On fuel shortages and supply: HK Express's 6% capacity cut went live today May 11 through June 30 as scheduled (multi-source confirmation from Cathay press, CNBC, AeroTime, TTG Asia, VisaHQ; no pre-launch revisions) — promoting that watch-list entry to active disruption and taking the GEF confirmed count to thirteen with two remaining in watch. Lufthansa Group published its June schedule revision May 2 (AeroRoutes / eXperts Irreg): ten routes consolidated via alternate hubs, Frankfurt-Stuttgart discontinued from June (replaced by Lufthansa Express Rail plus larger STR-MUC aircraft), Frankfurt-Newcastle and Frankfurt-Katowice discontinued, CityLine permanently shut. UK Day +7 past the May 4 cliff edge still shows no NOTAM, no visible rationing; GOV.UK position holds — 'UK airlines are clear that they are not currently seeing a shortage of jet fuel' — and Cirium data shows 0.53% of planned May UK flights cancelled, ~1,200 UK departures cancelled May 3-Jun 14 within normal range. Goldman Sachs's May 6 note (UK at greatest risk for jet-fuel rationing this summer; European commercial jet inventories projected below the IEA 23-day threshold in June, <20 in July, <15 in August) remains the credible tail scenario but is not yet visible in operational data.
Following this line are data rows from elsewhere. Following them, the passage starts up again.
PR #7043, opened 2026-08-24
🔨🤖 (featured-viz) share the cite and license sections between gdoc pages

sophiamersmann:

`GdocPost` and `Profile` each carried a near-copy of the "Cite this work" and "Reuse this work freely" sections at the foot of the page, plus their own copy of the citation and BibTeX strings that feed them. A third page type is coming (the `featured-viz` gdoc) and would have been a third copy, so I pulled `GdocPost`'s version out into shared `CitationSection` and `LicenseSection` components and a `buildGdocCitation` helper.

- **Fix.** The "our charts can be embedded" link on profile pages pointed at `https://github.com/owid`, which says nothing about embedding. I read that as an old copy-paste. It now points at the embedding FAQ, where every other page already sent it, and goes through `IS_ARCHIVE` so it resolves on archived pages too.
- **Behaviour change.** The Creative Commons license link on profile pages no longer opens in a new tab. Profile was the only page setting `target="_blank"` on it, so I made the minority conform rather than add the attribute to every article, topic and about page.

### DIFF
--- a/site/gdocs/components/LicenseSection.tsx
+++ b/site/gdocs/components/LicenseSection.tsx
@@ -1,0 +1,60 @@
+import { LICENSE_ID } from "@ourworldindata/utils"
+import { IS_ARCHIVE } from "../../../settings/clientSettings.js"
+import { PROD_URL } from "../../SiteConstants.js"
+
+const BASE_URL = IS_ARCHIVE ? PROD_URL : ""
+
+/** The "Reuse this work freely" section at the foot of a gdoc page */
+export function LicenseSection({ isDeprecated }: { isDeprecated?: boolean }) {
+    return (
+        <section
+            id={LICENSE_ID}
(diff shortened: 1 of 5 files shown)


site/gdocs/components/LicenseSection.tsx
```diff
@@ -0,0 +1,60 @@
...
+                            height={57}
+                        />
+                        <h3>Reuse this work freely</h3>
+                    </>
+                )}
+
+                <p>
+                    All visualizations, data, and articles produced by Our World
+                    in Data are completely open access under the{" "}
+                    <a href="https://creativecommons.org/licenses/by/4.0/">
```
sophiamersmann, line 31: Should this be opened in a new tab or not?

ikesau: I think it's fine - users can make the decision about a new tab.

ikesau (approved):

Russian crude runs remain at 4.69 mb/d (16-year low) after the Kirishi/KINEF (May 5, 3 of 4 CDUs damaged) and Yaroslavl/Slavneft-YANOS (overnight May 8, large fire) strikes. Tuapse remains suspended indefinitely; CPC Novorossiysk running at ~65% capacity; ADCOP/Fujairah damage assessment ongoing post-May 4-5 strikes. Slovenia Day 50; Hungary Day 64; Druzhba north Day 11 of halt to PCK Schwedt (260kt May Kazakh volumes redirected); Spirit Airlines Day 10 of wind-down. EU gas storage updated to 35.05% / ~397 TWh per GIE AGSI+ May 10 06:00 CEST — crossing into the rule-book LOW band per the GEF threshold framework (May seasonal bands: low ≥35%, moderate ≥28%). This is a band label, not a clean bill of health: at 35.05% the system remains approximately 20pp below the 5-year May 10 norm of ~55% per EnergyRiskIQ, and the injection pace concern persists at ~2,088 GWh/day vs ~3,462 GWh/day required for the 90% Nov 1 target.